Полагаю, что да. И все же мне трудно понять, что именно это значит. Может быть, это просто заставляет меня чувствовать себя лучше.

С моей точки зрения, это, по меньшей мере, личный жест, показывающий готовность отдать часть себя непознанному, точно так же как молитва или музыка. Для меня молитва – это способ прийти к такому состоянию, когда ты можешь прислушаться к глубоким и таинственным аспектам собственной природы. Не думаю, что это так уж плохо, верно?


Нет, не плохо, но и не рационально. С другой стороны, бывает так, что самые важные вещи труднее всего объяснить.

Да, согласен. И я совершенно уверен, что рациональная часть нашей личности, конечно же, прекрасна и необходима, но зачастую ее негибкость превращает эти маленькие жесты надежды в банальную вежливость. Она закрывает для нас глубоко исцеляющую силу божественного влияния.


Должен сказать, что я восхищаюсь набожностью других. Когда я захожу в пустую церковь, мне всегда кажется важным – и каким-то уязвимым – просто задержаться там на несколько мгновений. Знаешь стихотворение Ларкина «Посещение церкви»? Там речь о том же самом.

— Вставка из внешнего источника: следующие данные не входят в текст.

PR #567, opened 2019-12-21
WIP Preliminary implementation for setting options from environment vars

### LINKED ISSUE #433: Config via env vars
most modern services support some level of configuration via env vars, as they are an easy way to give some isolated context to processes. It would be neat if pique could map config options to env vars somehow.

Env vars to set the config dir and data folder would also be especially useful.

JohnDowson:
Resolves #433

### DIFF
--- a/piqueserver/config.py
+++ b/piqueserver/config.py
@@ -72,8 +72,8 @@ class ConfigStore():
         self._sections = {}
 
         # these are for config that isn't ever stored in the config file (yet)
-        self.config_dir = DEFAULT_CONFIG_DIR
-        self.config_file = os.path.join(DEFAULT_CONFIG_DIR, "config.toml")
+        self.config_dir = os.environ.get('PIQUE_CONFIG_DIR') or DEFAULT_CONFIG_DIR
+        self.config_file = os.path.join(self.config_dir, "config.toml")
 
     def _validate_all(self):
         for option in self._options.values():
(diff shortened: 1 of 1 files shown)


NotAFile:
Very nice, I'm looking forward to this.

One thing I'd like to mention about this approach is that it is accessing global state through environment variables. This make it very difficult to test, debug and generally reason about.

I would prefer explicitly passing the `os.environ` pseudo-dict to the config object, similar to how it's done for `update_from_dict(...)` and `update_from_file(...)`. A third function could be created, called `update_from_environment(os.environ)`. This could then be easily tested by just passing in a real dict instead of `os.environ`.

JohnDowson:
While messing with global state is bad, I don't exactly see how to achieve the behaviour of env vars always overwriting the config with explicit passing of env vars. You could always follow loading config file with updating from env, but that wouldn't feel particularly nice either.

NotAFile:
> You could always follow loading config file with updating from env

Yep, that's exactly what I was considering. I'm not sure how you could do it much cleaner. Perhaps by having a `ChainMap` of config sources... but that's a lot of effort to add.

JohnDowson:
I really don't see much of a problem in just silently overwriting settings from env, if that fact is properly documented.

NotAFile:
I think that silently overwriting is the way to go in terms of functionality. That's how most applications do it. What I mean here is how that's implemented in code. There I see loading from `os.environ` in a second step as clearly superior, because it can be easily verified to be correct in tests.

JohnDowson:
I think here ease of testing and cleanliness of code go in opposite direction.
I guess you could shadow os.environ for testing?

PR #568, opened 2019-12-22
WIP Multiple master server connections

JohnDowson:
Naive implementation, probably won't work.

### DIFF
--- a/pyspades/master.py
+++ b/pyspades/master.py
@@ -31,7 +31,8 @@ MAX_SERVER_NAME_SIZE = 31
 MAX_MAP_NAME_SIZE = 20
 MAX_GAME_MODE_SIZE = 7
 
-HOST = 'master.buildandshoot.com'
+BNS_MASTER = 'master.buildandshoot.com'
+HOSTS = [ BNS_MASTER ]
 
 
 class AddServer(Loader):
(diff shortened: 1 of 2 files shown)


pyspades/master.py
```diff
@@ -96,13 +97,16 @@ def on_disconnect(self):
...
 
 
 def get_master_connection(protocol):
-    defer = Deferred()
-    connection = protocol.connect(MasterConnection, HOST, PORT, MASTER_VERSION)
-    connection.server_protocol = protocol
-    connection.defer = defer
-    return defer
+    defers = []
+    for host in HOSTS:
```
NotAFile: Similarly to the last PR, There's an overall thing I'm trying to do, which is move all configuration out of the individual modules and into parameters passed in from `server.py`.

So here, I'd similarly prefer if instead of using global variables, the server name and port was instead passed in via parameters. This function would then return just one `Deferred`, and be called once per master server. This also allows us to create master connections with different protocol implementations once we implement extensions to that.

pyspades/master.py
```diff
@@ -96,13 +97,16 @@ def on_disconnect(self):
...
+        defer = Deferred()
+        connection = protocol.connect(MasterConnection, host, PORT, MASTER_VERSION)
```
NotAFile: We're running into a problem here. When creating the `enet.Host`, we need to specify the amount of Enet connections we are connecting to. We are currently allocating 34 of those, and we need to add more of those for additional masters.

lokka30:
Is there a linked issue for this? I don't understand what multiple masters is for :)

DryByte:
I don't know about a linked issue, but multiple masters means to connect to another "master/server list" at same time... So, if you connect your server to buildandshoot, you can at same time connect to another masterlist (i.e. http://checkpoint.penguins.win).

utf-4096:
Superseded by #800

PR #575, opened 2020-03-29
World update improvements

Jipok:
Now the world update cycle will take into account delays and adjust the physics update. It eliminates most microteleportations of players when the server is busy (for example, when someone downloads a map).
Also increased the number of world_update packages for spectators. Now, if you observe another player in the first person, then the picture is much nicer as it does not twitch.
I tested these changes on my babel+ server for half a year. I did not reveal any problems, the benefits are tangible.

### DIFF
--- a/pyspades/server.py
+++ b/pyspades/server.py
@@ -103,8 +103,8 @@ class ServerProtocol(BaseProtocol):
                             abs(vec[1] * 1.02) +
                             abs(vec[2] * 1.01))
 
-        self.world_time = time.time()
-        self.loop_lag = time.time()
+        self.world_time = time.monotonic()
+        self.loop_lag = time.monotonic()
 
 
     def _create_teams(self):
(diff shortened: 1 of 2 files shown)


NotAFile:
I'll have a better look at this later, but one thing I noticed is the use of `time.time()`, which returns "wall clock" time. This means it can go back or forwards in time. For use in relative calculations like these, you should always use `time.monotonic()` which is guaranteed to always increase by exactly one second for every second that the computer runs.

pyspades/server.py
```diff
@@ -249,9 +275,15 @@ def update_network(self):
         world_update = loaders.WorldUpdate()
         # we only want to send as many items of the player list as needed, so
         # we slice it off at the highest player id
-        world_update.items = items[:highest_player_id+1]
-        self.broadcast_contained(world_update, unsequenced=True)
-
+        world_update.items = items[:max(self.players)+1]
+        if for_spectators:
```
NotAFile, line 279: I'm not sure I like the idea of not being able to configure this at all. Ideally you'd be able to configure the frequency, or at least set it with one variable.

pyspades/server.py
```diff
@@ -249,9 +275,15 @@ def update_network(self):
...
+            for player in self.connections.values():
+                if (player.team is not None and player.team.spectator) or \
+                (player.world_object is None) or player.world_object.dead: # Dead players
```
NotAFile, line 282: Pretty sure this first check will send frequent world updates to people downloading the map. Which is not very helpful.

pyspades/server.py
```diff
@@ -249,9 +275,15 @@ def update_network(self):
...
+                    player.send_contained(world_update, True)
```
NotAFile, line 283: Same here, use the `keyword_argument=True` form, otherwise it's unclear what `True` means.

pyspades/server.py
```diff
@@ -215,26 +223,44 @@ def get_cp_entities(self):
         return entities
 
     def update(self):
-        self.loop_count += 1
+        lag = time.monotonic() - self.loop_lag
+        #if lag > (UPDATE_FREQUENCY*1.05):
+        #    print("MAIN LOOP UPDATE LAG: " + str(round(lag*1000)) + " ms")
```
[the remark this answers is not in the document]
Jipok: You said that twisted need to be disposed of. And the Logger is from there.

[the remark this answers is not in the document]
NotAFile: Yep. But until then, it's preferable to having commented-out debug prints in the codebase.

Jipok:
Also removed the code to increase ups for observers. I think to add it a little later with the ability to configure ups.

pyspades/server.py
```diff
@@ -66,7 +70,6 @@ class ServerProtocol(BaseProtocol):
     team1_name = 'Blue'
     team2_name = 'Green'
     spectator_name = 'Spectator'
-    loop_count = 0
```
NotAFile, line 69: I discovered that some scripts rely on this value.

pyspades/server.py
```diff
@@ -214,27 +220,49 @@ def get_cp_entities(self):
...
         return entities
 
-    def update(self):
-        self.loop_count += 1
+    async def update(self):
+        while True:
+            start_time = time.monotonic()
+            lag = start_time - self.world_time - UPDATE_FREQUENCY
+            if lag > 0.004:
+                log.debug("LAG before world update: " + str(round(lag*1000)) + " ms")
```
NotAFile, line 228:
```suggestion
                log.debug("LAG before world update: {lag:.1f}ms", lag=lag * 1000)
```

(Otherwise the string gets calculated every time, even in debug mode)

pyspades/server.py
```diff
@@ -214,27 +220,49 @@ def get_cp_entities(self):
             entities.append(flag)
         return entities
 
-    def update(self):
-        self.loop_count += 1
+    async def update(self):
+        while True:
+            start_time = time.monotonic()
+            lag = start_time - self.world_time - UPDATE_FREQUENCY
+            if lag > 0.004:
```
NotAFile, line 227: Still a magic value

pyspades/server.py
```diff
@@ -214,27 +220,49 @@ def get_cp_entities(self):
...
+                except Exception:
+                    traceback.print_exc()
+                self.world_time += UPDATE_FREQUENCY
+            # Update network
+            if time.monotonic() - self.last_network_update >= 1 / NETWORK_FPS:
+                self.last_network_update = self.world_time
+                self.update_network()
+
+            lag = time.monotonic() - start_time
+            if lag > (UPDATE_FREQUENCY * 0.7):
```
NotAFile, line 250: also a magic value with no explanation

PR #576, opened 2020-04-02
fix set_location

Jipok:
set_location_safe before:
image
set_location_safe after:
image
It seems that the error is not noticeable due to the fact that the server trusts the calculation of physics to the players.


NotAFile:
Some analysis showed that this should not impact code anywhere.

PR #578, opened 2020-04-08
Catch more errors in check_for_releases

Jipok:
```
...
File "piqueserver/server.py", line 728, in watch_for_releases
      self.new_release = await check_for_releases()
File "piqueserver/release.py", line 37, in check_for_releases
      latest_version = release["tag_name"]
builtins.KeyError: 'tag_name'
```
Sometimes it happens. There may be network problems.

### DIFF
--- a/piqueserver/release.py
+++ b/piqueserver/release.py
@@ -30,11 +30,10 @@ async def check_for_releases() -> Optional[Dict[str, Any]]:
     log.debug("checking latest version")
     try:
         release = await fetch_latest_release()
-    except IOError as e:
+        latest_version = release["tag_name"]
+    except Exception as e:
         log.warn("could not fetch latest version: {err}", err=e)
         return None
-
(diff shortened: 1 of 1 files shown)


NotAFile:
I'd personally like to know what causes this before just outright silencing it. That way lies hidden breakage.

Jipok:
Is this really important? I think, the main thing is not to give an error if the data did not come in an expected format. It’s probably worth adding parsing to the try block.

NotAFile:
Well, just catching `Exception` blanket catches all exceptions, even ones caused by programming mistakes. This makes it likely that mistakes are never discovered and things just break almost silently:

https://realpython.com/the-most-diabolical-python-antipattern/

If there is some issue that causes an invalid response, that should be checked for explicitly. I think that checking for `response.status == 200` will probably catch whatever is causing this.

PR #580, opened 2020-04-10
Consider protocol.tips may be empty

Jipok:
Fix this:
```
File "piqueserver/server.py", line 851, in send_tip
    line = self.tips[random.randrange(len(self.tips))]
File "/usr/lib/python3.5/random.py", line 195, in randrange
    raise ValueError("empty range for randrange()")
ValueError: empty range for randrange()
```

### DIFF
--- a/piqueserver/server.py
+++ b/piqueserver/server.py
@@ -446,7 +446,7 @@ class FeatureProtocol(ServerProtocol):
         """called after the map has been loaded"""
         self.update_format()
         self.tip_frequency = tip_frequency.get()
-        if self.tips is not None and self.tip_frequency > 0:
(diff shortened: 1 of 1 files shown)


piqueserver/server.py
```diff
@@ -446,7 +446,7 @@ def _post_init(self):
         """called after the map has been loaded"""
         self.update_format()
         self.tip_frequency = tip_frequency.get()
-        if self.tips is not None and self.tip_frequency > 0:
+        if self.tips is not None and self.tips and self.tip_frequency > 0:
```
NotAFile, line 449: `if self.tips` includes a none check, as `bool(None)` is `False`

PR #581, opened 2020-04-10
Introduce pathfinding

Jipok:
Work in progress. Plans:
- Improve bot path following(including building and digging)
- Fix path update loop
- Speed up A* search with can_build == True
- Set the correct constants for cost calculation in get_cost(**need help**)
- Get all the basic code for working with bots in piqueserver/bots.py
- Clean code
- Write a script demonstrating the work of bots. For example, a simple bot with a spade, following the nearest enemy

Current state:
https://streamable.com/tljwgn


Jipok:
I can not understand why build failed. Everything works fine for me.
Any comments are welcome.

godwhoa:
> I can not understand why build failed. Everything works fine for me.
> Any comments are welcome.

GCC version used by CI might be at play here.
Using more verbose initializer for `AStarFutureType` as [shown in docs](https://docs.python.org/3/c-api/typeobj.html#examples) might also help.

PR #1041, opened 2019-08-28
[teammgrd]: Do not crash daemon when commands fail

stcheng:
Do not crash the deamon immediately after executing
some Linux commands and get failure responses.


stcheng:
retest this please

lguohan:
can you explain the reason why do not crash? how are we handling those failures? do we do retry?

Issue #1036, opened 2019-08-23
Syslog still print ERR swss#orchagent: :- getResAvailableCounters


chaoskao:
syslog show error message after deleted ACL table

test step:
1. create ACL table by sonic-cfggen
2. add ACL rule by acl-loader
3. remove ACL rule by acl-loader
4. delete ACL table by redis-cli

syslog will print error message every 5 minutes 
ERR swss#orchagent: :- meta_sai_validate_oid: object key SAI_OBJECT_TYPE_ACL_TABLE:oid:0x7000000000bfc doesn't exist" 
ERR swss#orchagent: :- getResAvailableCounters: Failed to get ACL table attribute 4412 , rv:-5", 
ERR swss#orchagent: :- meta_sai_validate_oid: object key  SAI_OBJECT_TYPE_ACL_TABLE:oid:0x7000000000bfc doesn't exist",
ERR swss#orchagent: :- getResAvailableCounters: Failed to get ACL table attribute 4413 , rv:-5",

PR #1044, opened 2019-08-30
[crmOrch]remove acl entry when used counter == 0

chaoskao:
**What I did**
remove acl entry when used counter of acl rule ==0 and add validation code on unit test
**Why I did it**
acl entry still exist after remove acl rules #1036
**How I verified it**
unit test code passed and also passed on switch
**Details if related**


chaoskao:
retest this please

PR #1045, opened 2019-09-03
Single VRF for ingress and egress flows, skip route replication

prsunny:
**What I did**
Change the model from creating two different VRFs (ingress and egress) as captured [here ](https://github.com/opencomputeproject/SAI/blob/master/doc/SAI-Proposal-QinQ-VXLAN.md
)and use only one VRF

**Why I did it**
To avoid potential scaling issues with replicating routes to multiple VRFs.

**How I verified it**
Run ansible test (vnet_vxlan) and the pytest.

**Details if related**

### DIFF
--- a/orchagent/vnetorch.cpp
+++ b/orchagent/vnetorch.cpp
@@ -1329,7 +1329,7 @@ VNetOrch::VNetOrch(DBConnector *db, const std::string& tableName, VNET_EXEC op)
 
     if (op == VNET_EXEC::VNET_EXEC_VRF)
     {
-        vr_cntxt = { VR_TYPE::ING_VR_VALID, VR_TYPE::EGR_VR_VALID };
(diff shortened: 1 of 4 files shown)


orchagent/vnetorch.cpp
```diff
@@ -1329,7 +1329,7 @@ VNetOrch::VNetOrch(DBConnector *db, const std::string& tableName, VNET_EXEC op)
 
     if (op == VNET_EXEC::VNET_EXEC_VRF)
     {
-        vr_cntxt = { VR_TYPE::ING_VR_VALID, VR_TYPE::EGR_VR_VALID };
+        vr_cntxt = { VR_TYPE::ING_VR_VALID, VR_TYPE::VR_INVALID };
```
lguohan: what is this VR_INVALID context? if we are using single vrf, why not just have one entry in the vr_cntxt?

prsunny: Removed VR_TYPE::VR_INVALID

PR #1047, opened 2019-09-05
[vxlan decap]: Don't remove tunnel when it has tunnel maps configured

pavel-shirshov:
**What I did**
Fix the issue in orchagent: orchagent allowed removing of a tunnel even if the tunnel has tunnel maps configured.

**Why I did it**
Because it was an issue.

**How I verified it**
Add a tunnel and tunnel map, then try to remove tunnel only

**Details if related**


orchagent/vxlanorch.cpp
```diff
@@ -731,7 +750,24 @@ bool VxlanTunnelOrch::delOperation(const Request& request)
...
+        bool first = true;
+        for (auto vni: tunnel->getMapperKeys())
+        {
+            if (!first)
+                vni_list += ", ";
+            vni_list += std::to_string(vni);
+            first = false;
+        }
+        SWSS_LOG_WARN("Vxlan tunnel '%s' has tunnel maps configured [%s]. Can't remove now.", tunnel_name.c_str(), vni_list.c_str());
+        return false;
```
lguohan: do we do retry here if mapper is not empty?

lguohan: if orchagent gets tunnel remove first and then tunnel map, then we should pend the tunnel remove (retry) later to resolve the dependency issue.

pavel-shirshov: 'return false' mean don't erase from the queue. So the operation will be retried later

lguohan: i mean retry.

pavel-shirshov:
Currently master branch doesn't have stable sai implementation for this feature. So I'll have it as a draft until we got vxlan support in master.

lguohan:
retest this please

PR #1048, opened 2019-09-08
change in fpmsyncd to skip the lookup for the Master device name if the route object table value is zero

Arvind-Brcm:


fpmsyncd/routesync.cpp
```diff
@@ -1,3 +1,4 @@
+
```
prsunny: Please remove this extra line

prsunny:
retest this please

PR #1051, opened 2019-09-10
Modify the lanesperport in SWSS

tiantianlv:
**What I did**
      Support 8 lanes for port
**Why I did it**
      In 201811 branch, lanes of port are for 4, it results orchagent exception for 32x400G of TH3
**How I verified it**

**Details if related**


lguohan:
master has this feature. I think there are several commits to pick up to properly support this feature in 201811.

Да! «Серьезный дом – на толочи земной»[6]. И да, в открытости и беззащитности есть как раз нечто очень мощное, способное преобразить человека.

Мне уязвимость необходима для духовного и творческого роста, ведь быть непоколебимым – значит быть закрытым, скованным, ограниченным. По моему опыту, творчество обретает огромную силу благодаря уязвимости. Ты открыт всему, что может случиться, даже неудаче и позору. В этом, безусловно, есть и уязвимость, и невероятная свобода.


Возможно, они связаны между собой – уязвимость и свобода.

Думаю, быть по-настоящему уязвимым означает быть на грани кризиса или гибели. В этих условиях можно почувствовать себя необычайно живыми и восприимчивыми ко всему, в творческом и духовном плане. Это даже может обернуться неким удивительным преимуществом, а не недостатком, как можно было бы подумать. Это неоднозначное состояние кажется опасным и в то же время наполненным возможностями. Именно в этой точке совершаются большие перемены. Чем больше времени ты проводишь здесь, тем меньше тебя волнует, что о тебе подумают, а это в итоге и есть свобода.